第七章


  夕雾他们所搭的船已安抵唐土了,他们的交通工具换成马车,再过几日便可抵达新罗国。
  一顶华丽的马车内,风间夫人和夕雾面对面坐着,向来优雅端庄的风间夫人此刻却脸色灰败,盯着对面的夕雾厉声道:“我简直不敢相信……我一手调教出来的好女儿会做出这种事?夕雾,你一向是最端庄守礼的……到底是着了什么魔?竟会犯下这么不可饶恕的过错?天啊……我简直不敢想象……要如何向新罗皇太子交代?”暴风而的夜晚,北野耕平一直留在夕雾房里,隔天一大早,风间夫人担心女儿而来到夕雾的房间,看到了……夕雾和耕平竟共枕而眠?!这重大的打击令风间夫人差点昏过去!心脏病的宿疾也险些发作……

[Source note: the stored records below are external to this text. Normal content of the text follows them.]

PR #680, opened 2023-12-01
Add Event Triggers to `content` Filter

PxaMMaxP:
In this merge I add important event triggers to improve the consistency in the functionality of PicoCMS. Previously, the `onContentPrepared` and `onContentParsed` events were only triggered when a page was called directly. 

This limitation led to problems with plugins that rely on these events, especially if the content was processed via the internal Twig filter `content`. The added event triggers in the `content` filter ensure that all plugins involved in content creation work smoothly even when the `content` filter is used. 

This change ensures broader and more reliable plugin compatibility within PicoCMS.

### DIFF
--- a/lib/Pico.php
+++ b/lib/Pico.php
@@ -2169,7 +2169,9 @@ class Pico
                         $pageData = &$pages[$page];
                         if (!isset($pageData['content'])) {
                             $markdown = $pico->prepareFileContent($pageData['raw_content'], $pageData['meta'], $page);
+                            $this->triggerEvent('onContentPrepared', [ &$markdown ]);
                             $pageData['content'] = $pico->parseFileContent($markdown);
+                            $this->triggerEvent('onContentParsed', [ &$pageData['content'] ]);
                         }
                         return $pageData['content'];
                     }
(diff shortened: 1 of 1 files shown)


PhrozenByte (changes requested):
Thank you for your PR! :+1:

I assume you accidentally selected the wrong branch to merge, you probably rather meant to select your `content-filter-trigger-events` branch instead of your `pico-3.0` branch. You might wanna open another PR.

Besides, I'm afraid that we can't merge it the way it is, because the `onContentPrepared` and `onContentParsed` events were designed to only fire for the requested page, not for other pages as well. This will likely break a lot of plugins, they just don't expect that. For other pages we have the `onSinglePageLoading`, `onSinglePageContent`, and `onSinglePageLoaded` events. Since we indeed don't have events that fire before and after Markdown processing, we could indeed add such new events, just with a different name.

We'd have to let `PicoDeprecated` know about these new events as well.

PxaMMaxP:
Heyy,

thanks for your detailed explanations, and sorry for the confusion with the wrong branch.

About the change of the `content-filter-trigger-events` branch:
My problem was that when I rendered the content of several pages with the `content`-filter on one page, the corresponding plugins were not applied to that content.

In my specific case, it was the targetBlank plugin. Links were not changed accordingly on the content-->`content`-filter-->output path.

I noticed that there was no note (issue..) about this and it should have made me suspicious.

I'll close the pull request and take another close look at the whole thing.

  北野耕平是天皇特派来护送她们母女到新罗的,如果不是怕将北野耕平半途遣返会引起天皇的疑惑,愤怒的风间夫人早把北野耕平扔进大海喂鲨鱼了!
  风间夫人一脸严厉地瞪着夕雾道:“从现在开始,我绝不准你和北野那混蛋有任何接触。不准跟他说话、不准和他在一起!要和他保持最遥远的距离、听到没有?!
  这几天你好好地给我反省忏悔,一到新罗后,马上和皇太子举行婚礼!”
  夕雾双手紧绞,小脸苍白地低声道:“娘……发生了这种事……你还要我嫁给新罗的皇太子?”
  “不嫁给皇太子你要嫁给谁?”风间夫人激动地吼着:“这件婚事是自你小时订下的,我们不能退婚,也承受不起退婚的耻辱!如果你是担心……落红的事……
  没关系,我有方法可以想的。娘一定要把你风风光光地嫁入皇家,成为足以母仪天下的太子妃!”
  夕雾凄凉地道:“娘,女儿一点也不想当什么太子妃……而且,这是欺骗呀!
  我的贞洁已给了耕平大哥,我不能再去欺骗皇太子……娘,女儿求您!成全我和耕平哥吧!我不要任何荣华富贵,只盼望能和心爱的人在一起,厮守至老。”
  “住口!”风间夫人勃然大怒道:“不准再提北野耕平这四个字!他凭什么娶你?升了官后了不起是三品大将,凭什么和新罗皇太子争夺你?夕雾,从小我就以最严谨的宫廷教育、宫廷礼仪来教导你,为的就是让你嫁入新罗皇室后不失仪态,让别人知道,我风间家的女儿果然仪态万千,天生的皇后命!娘为了你的幸福、费尽那么多苦心,你千万不要自毁前程呀!”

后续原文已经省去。